* [Work item] Below is a listing. Write out exactly its lines between the one holding "This is to help" and the one holding "sort.Strings(keys)", inclusive.

* [Records supplied]
PR #137, opened 2020-03-13
Link each failing job in automatic retest

ankitathomas:
Storing links to all job runs for the automatic retry logic and adding links to previous failing jobs for automatic retries instead of just listing the number of failures.
This is to help dig into reasons for failure for a job.

### DIFF
--- a/cmd/release-controller/http.go
+++ b/cmd/release-controller/http.go
@@ -708,7 +708,7 @@ func (c *Controller) httpReleaseInfo(w http.ResponseWriter, req *http.Request) {
 
 	renderInstallInstructions(w, mirror, info.Tag, tagPull, c.artifactsHost)
 
-	renderVerifyLinks(w, info.Tag, info.Release)
+	renderVerifyLinks(w, *info.Tag, info.Release)
 
 	if upgradesTo := c.graph.UpgradesTo(tag); len(upgradesTo) > 0 {
 		sort.Sort(newNewestSemVerFromSummaries(upgradesTo))
--- a/cmd/release-controller/http.go
+++ b/cmd/release-controller/http.go
@@ -708,7 +708,7 @@ func (c *Controller) httpReleaseInfo(w http.ResponseWriter, req *http.Request) {
 
 	renderInstallInstructions(w, mirror, info.Tag, tagPull, c.artifactsHost)
 
-	renderVerifyLinks(w, *info.Tag, info.Release)
+	renderVerifyLinks(w, info.Tag, info.Release)
 
 	if upgradesTo := c.graph.UpgradesTo(tag); len(upgradesTo) > 0 {
 		sort.Sort(newNewestSemVerFromSummaries(upgradesTo))
--- a/cmd/release-controller/http_helper.go
+++ b/cmd/release-controller/http_helper.go
@@ -352,8 +352,6 @@ func links(tag imagev1.TagReference, release *Release) string {
 		keys = append(keys, failing...)
 	}
 
-	final := tag.Annotations[releaseAnnotationPhase] == releasePhaseRejected || tag.Annotations[releaseAnnotationPhase] == releasePhaseAccepted
-
 	buf := &bytes.Buffer{}
 	for _, key := range keys {
 		if s, ok := status[key]; ok {
@@ -384,7 +382,7 @@ func links(tag imagev1.TagReference, release *Release) string {
 			buf.WriteString("</span>")
 			continue
 		}
-		if !release.Config.Verify[key].Disabled && !final {
+		if !release.Config.Verify[key].Disabled && !!isTagTerminalPhase(&tag) {
 			buf.WriteString(" <span title=\"Pending\">")
 			buf.WriteString(template.HTMLEscapeString(key))
 			buf.WriteString("</span>")
@@ -426,8 +424,6 @@ func renderVerifyLinks(w io.Writer, tag imagev1.TagReference, release *Release) 
 	}
 	sort.Strings(keys)
 
-	final := tag.Annotations[releaseAnnotationPhase] == releasePhaseRejected || tag.Annotations[releaseAnnotationPhase] == releasePhaseAccepted
-
 	buf := &bytes.Buffer{}
 	for _, key := range keys {
 		if s, ok := status[key]; ok {
@@ -437,7 +433,7 @@ func renderVerifyLinks(w io.Writer, tag imagev1.TagReference, release *Release) 
 				buf.WriteString("<li><span")
 			}
 			testKey := template.HTMLEscapeString(key)
-			if s.State == releaseVerificationStateFailed && s.Retries < release.Config.Verify[key].MaxRetries && !final {
+			if s.State == releaseVerificationStateFailed && s.Retries < release.Config.Verify[key].MaxRetries && !isTagTerminalPhase(&tag) {
 				testKey = "<span class=\"text-primary\">" + testKey + "</span>"
 			}
 			if len(s.History) > 1 {
@@ -515,7 +511,7 @@ func renderVerifyLinks(w io.Writer, tag imagev1.TagReference, release *Release) 
 			}
 			continue
 		}
-		if !release.Config.Verify[key].Disabled && !final {
+		if !release.Config.Verify[key].Disabled && !isTagTerminalPhase(&tag) {
 			buf.WriteString("<li><span title=\"Pending\">")
 			buf.WriteString(template.HTMLEscapeString(key))
 			buf.WriteString("</span>")
@@ -527,6 +523,16 @@ func renderVerifyLinks(w io.Writer, tag imagev1.TagReference, release *Release) 
 	} else {
 		fmt.Fprintf(w, `<p><em>No tests for this release</em>`)
 	}
+}
+
+func isTagTerminalPhase(tag *imagev1.TagReference) bool {
+	if tag == nil {
+		return false
+	}
+	if len(tag.Annotations) == 0 {
+		return false
+	}
+	return tag.Annotations[releaseAnnotationPhase] == releasePhaseRejected || tag.Annotations[releaseAnnotationPhase] == releasePhaseAccepted
 }
 
 func renderAlerts(release ReleaseStream) string {
--- a/cmd/release-controller/http_helper.go
+++ b/cmd/release-controller/http_helper.go
@@ -352,6 +352,8 @@ func links(tag imagev1.TagReference, release *Release) string {
 		keys = append(keys, failing...)
 	}
 
+	final := tag.Annotations[releaseAnnotationPhase] == releasePhaseRejected || tag.Annotations[releaseAnnotationPhase] == releasePhaseAccepted
+
 	buf := &bytes.Buffer{}
 	for _, key := range keys {
 		if s, ok := status[key]; ok {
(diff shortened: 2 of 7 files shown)


smarterclayton:
Please describe the goal of the PR in the PR description, including the use case it's trying to solve etc.

cmd/release-controller/http_helper_test.go
```diff
@@ -196,7 +196,7 @@ func Test_calculateReleaseUpgrades(t *testing.T) {
 				}
 			}
 			if got := calculateReleaseUpgrades(tt.release, tt.tags, tt.graph(), false); !reflect.DeepEqual(got, tt.want) {
-				t.Errorf("%s", diff.ObjectReflectDiff(tt.want, got))
+				t.Errorf("%s", cmp.Diff(tt.want, got))
```
smarterclayton: We prefer to keep using diff.ObjectReflectDiff in general - we reserve the right to change implementation later (so better to leave this one).

cmd/release-controller/http_helper.go
```diff
@@ -359,6 +359,8 @@ func links(tag imagev1.TagReference, release *Release) string {
 		keys = append(keys, failing...)
 	}
 
+	final := tag.Annotations[releaseAnnotationPhase] == releasePhaseRejected || tag.Annotations[releaseAnnotationPhase] == releasePhaseAccepted
```
smarterclayton: create a helper `isTagTerminalPhase(tag *imagev1.TagReference)` for this.

cmd/release-controller/sync_verify.go
```diff
@@ -56,6 +55,10 @@ func (c *Controller) ensureVerificationJobs(release *Release, releaseTag *imagev
 							continue
 						}
 					}
+					// Write previous run status into history before creating a new job
+					if len(status.History) == 0 || status.History[len(status.History)-1].URL != status.URL {
```
smarterclayton: Unfortunately this may not be safe because it will dramatically grow the size of our annotations and thus the size of the image stream.

For context, because each tag is annotations on an image stream we have to be conscious of the size of our image streams.

```
$ oc get is -n ocp release -o json | jq -c | wc -c
 1523015
$ oc get is -n ocp release -o json | jq -c '.spec' | wc -c
 1269693
$ oc get is -n ocp release -o json | jq -c '.status' | wc -c
  251877
```

We are dangerously close to the limit of object size allowed by etcd (~2mb limit but there are lots of factors at play).  So we have to be careful about the size we add.  If we only stored this on failing jobs, that would potentially keep the limit down, but we'd need to back of the envelope how much it would take.

Can you look at the ocp release image and estimate how much this would grow the size of that object, taking into account the average number of retries, etc?

smarterclayton: If we can figure out how to dramatically cut annotation size this becomes more reasonable.  If you can do the back of the envelope we can talk next week about how to improve it.

ankitathomas: Looks like transition time bloats the annotation by quite a bit.

Our current annotation size looks like:
```
$ oc get is -n ocp release -o json | jq -c '.spec.tags[].annotations' | wc -c
677761
```

Adding in the history, we get
```bash
$ oc get is -n ocp release -o json | jq -c '.spec.tags[].annotations' | \
	sed 's/\(\\"url\\":\\"\([^"]*\)\\",\\"retries\\":1\)/\1,\\"history\\":[{\\"url\\":\\"\2\\",\\"state\\":\\"Failed\\"}]/g' | \
	sed 's/\(\\"url\\":\\"\([^"]*\)\\",\\"retries\\":2\)/\1,\\"history\\":[{\\"url\\":\\"\2\\",\\"state\\":\\"Failed\\"},{\\"url\\":\\"\2\\",\\"state\\":\\"Failed\\"}]/g' | \
	sed 's/\(\\"url\\":\\"\([^"]*\)\\",\\"retries\\":3\)/\1,\\"history\\":[{\\"url\\":\\"\2\\",\\"state\\":\\"Failed\\"},{\\"url\\":\\"\2\\",\\"state\\":\\"Failed\\"},{\\"url\\":\\"\2\\",\\"state\\":\\"Failed\\"}]/g' | \
	sed 's/,\\"transitionTime\\":\\"[0-9]\{4\}-[0-9]\{2\}-[0-9]\{2\}T[0-9]\{2\}:[0-9]\{2\}:[0-9]\{2\}Z//g' | \
	wc -c
697002
```
This was for adding in 118 retries we have currently

If we can count on the base url for jobs to stay the same, we could get away with just storing the job numbers instead.
```bash
$ oc get is -n ocp release -o json | jq -c '.spec.tags[].annotations' | \
	sed 's/\(\\"url\\":\\"[^"]*\/\([^"\/]*\)\\",\\"retries\\":1\)/\1,\\"history\\":[{\\"url\\":\\"\2\\",\\"state\\":\\"Failed\\"}]/g' | \
	sed 's/\(\\"url\\":\\"[^"]*\/\([^"\/]*\)\\",\\"retries\\":2\)/\1,\\"history\\":[{\\"url\\":\\"\2\\",\\"state\\":\\"Failed\\"},{\\"url\\":\\"\2\\",\\"state\\":\\"Failed\\"}]/g' | \
	sed 's/\(\\"url\\":\\"[^"]*\/\([^"\/]*\)\\",\\"retries\\":3\)/\1,\\"history\\":[{\\"url\\":\\"\2\\",\\"state\\":\\"Failed\\"},{\\"url\\":\\"\2\\",\\"state\\":\\"Failed\\"},{\\"url\\":\\"\2\\",\\"state\\":\\"Failed\\"}]/g' | \
	wc -c
684351
```

We can remove transitionTime on jobs that don't have any more retries since that's just used to schedule the next retry
```bash
$ oc get is -n ocp release -o json | jq -c '.spec.tags[].annotations' | \
	sed 's/\(\\"url\\":\\"\([^"]*\)\\",\\"retries\\":1\)/\1,\\"history\\":[{\\"url\\":\\"\2\\",\\"state\\":\\"Failed\\"}]/g' | \
	sed 's/\(\\"url\\":\\"\([^"]*\)\\",\\"retries\\":2\)/\1,\\"history\\":[{\\"url\\":\\"\2\\",\\"state\\":\\"Failed\\"},{\\"url\\":\\"\2\\",\\"state\\":\\"Failed\\"}]/g' | \
	sed 's/\(\\"url\\":\\"\([^"]*\)\\",\\"retries\\":3\)/\1,\\"history\\":[{\\"url\\":\\"\2\\",\\"state\\":\\"Failed\\"},{\\"url\\":\\"\2\\",\\"state\\":\\"Failed\\"},{\\"url\\":\\"\2\\",\\"state\\":\\"Failed\\"}]/g' | \
	sed 's/,\\"transitionTime\\":\\"[0-9]\{4\}-[0-9]\{2\}-[0-9]\{2\}T[0-9]\{2\}:[0-9]\{2\}:[0-9]\{2\}Z//g' | \
	wc -c
614364
```

Storing past job numbers and removing transitionTime, we get some reduction in annotation size
```bash
$ oc get is -n ocp release -o json | jq -c '.spec.tags[].annotations' | \
	sed 's/\(\\"url\\":\\"[^"]*\/\([^"\/]*\)\\",\\"retries\\":1\)/\1,\\"history\\":[{\\"url\\":\\"\2\\",\\"state\\":\\"Failed\\"}]/g' | \
	sed 's/\(\\"url\\":\\"[^"]*\/\([^"\/]*\)\\",\\"retries\\":2\)/\1,\\"history\\":[{\\"url\\":\\"\2\\",\\"state\\":\\"Failed\\"},{\\"url\\":\\"\2\\",\\"state\\":\\"Failed\\"}]/g' | \
	sed 's/\(\\"url\\":\\"[^"]*\/\([^"\/]*\)\\",\\"retries\\":3\)/\1,\\"history\\":[{\\"url\\":\\"\2\\",\\"state\\":\\"Failed\\"},{\\"url\\":\\"\2\\",\\"state\\":\\"Failed\\"},{\\"url\\":\\"\2\\",\\"state\\":\\"Failed\\"}]/g' | \
	sed 's/,\\"transitionTime\\":\\"[0-9]\{4\}-[0-9]\{2\}-[0-9]\{2\}T[0-9]\{2\}:[0-9]\{2\}:[0-9]\{2\}Z//g' | \
	wc -c
602194
```

smarterclayton: Did you make the change for transition time in this PR or no (for non terminal)?

cmd/release-controller/http_helper.go
```diff
@@ -529,6 +525,16 @@ func renderVerifyLinks(w io.Writer, tag imagev1.TagReference, release *Release)
 	}
 }
 
+func isTagTerminalPhase(tag *imagev1.TagReference) bool {
+	if tag == nil {
+		return false
+	}
+	if len(tag.Annotations) == 0 {
```
smarterclayton, line 532: This check isn't needed

cmd/release-controller/http.go
```diff
@@ -708,7 +708,7 @@ func (c *Controller) httpReleaseInfo(w http.ResponseWriter, req *http.Request) {
 
 	renderInstallInstructions(w, mirror, info.Tag, tagPull, c.artifactsHost)
 
-	renderVerifyLinks(w, *info.Tag, info.Release)
+	renderVerifyLinks(w, info.Tag, info.Release)
```
smarterclayton: Are you 100% sure nothing in renderVerifyLinks fiddles with the tag value?

smarterclayton: Also, where's the signature change for `renderVerifyLinks`?  In a different commit?

cmd/release-controller/audit_backend_gcs.go
```diff
@@ -34,7 +34,7 @@ func NewGCSAuditStore(bucket string, prefix, userAgent, serviceAccountPath strin
 		options = append(options, option.WithUserAgent(userAgent))
 	}
 	if len(serviceAccountPath) > 0 {
-		options = append(options, option.WithServiceAccountFile(serviceAccountPath))
```
smarterclayton, line 37: This commit is good, move it to a completely different PR and I'll merge it now (i don't want it cluttering up this PR due to complexity).

ankitathomas: Ok, https://github.com/openshift/release-controller/pull/165

cmd/release-controller/http_helper.go
ankitathomas: Removed

cmd/release-controller/http.go
ankitathomas: reverted the signature change in the next [commit](https://github.com/openshift/release-controller/pull/137/commits/a3a9d6c20f41fa84ae760e1f8845b039ed022a3c).

renderVerifyLinks shouldn't modify the tags, it just reads the phase and verify annotation.

cmd/release-controller/sync_verify.go
ankitathomas: Yes, it's removing transitionTime for terminal releases now. I could also add it in the sync ready phase so that transitionTime gets removed before a release is accepted/rejected

jluhrsen:
hi @ankitathomas , wondering if this PR would still have a chance of making it? I was trying to dig through some failed job retries today and realized I didn't know how to do that and was pointed to https://issues.redhat.com/browse/DPCR-24 which got me to this PR.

* [Task result]
This is to help dig into reasons for failure for a job.

### DIFF
--- a/cmd/release-controller/http.go
+++ b/cmd/release-controller/http.go
@@ -708,7 +708,7 @@ func (c *Controller) httpReleaseInfo(w http.ResponseWriter, req *http.Request) {
 
 	renderInstallInstructions(w, mirror, info.Tag, tagPull, c.artifactsHost)
 
-	renderVerifyLinks(w, info.Tag, info.Release)
+	renderVerifyLinks(w, *info.Tag, info.Release)
 
 	if upgradesTo := c.graph.UpgradesTo(tag); len(upgradesTo) > 0 {
 		sort.Sort(newNewestSemVerFromSummaries(upgradesTo))
--- a/cmd/release-controller/http.go
+++ b/cmd/release-controller/http.go
@@ -708,7 +708,7 @@ func (c *Controller) httpReleaseInfo(w http.ResponseWriter, req *http.Request) {
 
 	renderInstallInstructions(w, mirror, info.Tag, tagPull, c.artifactsHost)
 
-	renderVerifyLinks(w, *info.Tag, info.Release)
+	renderVerifyLinks(w, info.Tag, info.Release)
 
 	if upgradesTo := c.graph.UpgradesTo(tag); len(upgradesTo) > 0 {
 		sort.Sort(newNewestSemVerFromSummaries(upgradesTo))
--- a/cmd/release-controller/http_helper.go
+++ b/cmd/release-controller/http_helper.go
@@ -352,8 +352,6 @@ func links(tag imagev1.TagReference, release *Release) string {
 		keys = append(keys, failing...)
 	}
 
-	final := tag.Annotations[releaseAnnotationPhase] == releasePhaseRejected || tag.Annotations[releaseAnnotationPhase] == releasePhaseAccepted
-
 	buf := &bytes.Buffer{}
 	for _, key := range keys {
 		if s, ok := status[key]; ok {
@@ -384,7 +382,7 @@ func links(tag imagev1.TagReference, release *Release) string {
 			buf.WriteString("</span>")
 			continue
 		}
-		if !release.Config.Verify[key].Disabled && !final {
+		if !release.Config.Verify[key].Disabled && !!isTagTerminalPhase(&tag) {
 			buf.WriteString(" <span title=\"Pending\">")
 			buf.WriteString(template.HTMLEscapeString(key))
 			buf.WriteString("</span>")
@@ -426,8 +424,6 @@ func renderVerifyLinks(w io.Writer, tag imagev1.TagReference, release *Release) 
 	}
 	sort.Strings(keys)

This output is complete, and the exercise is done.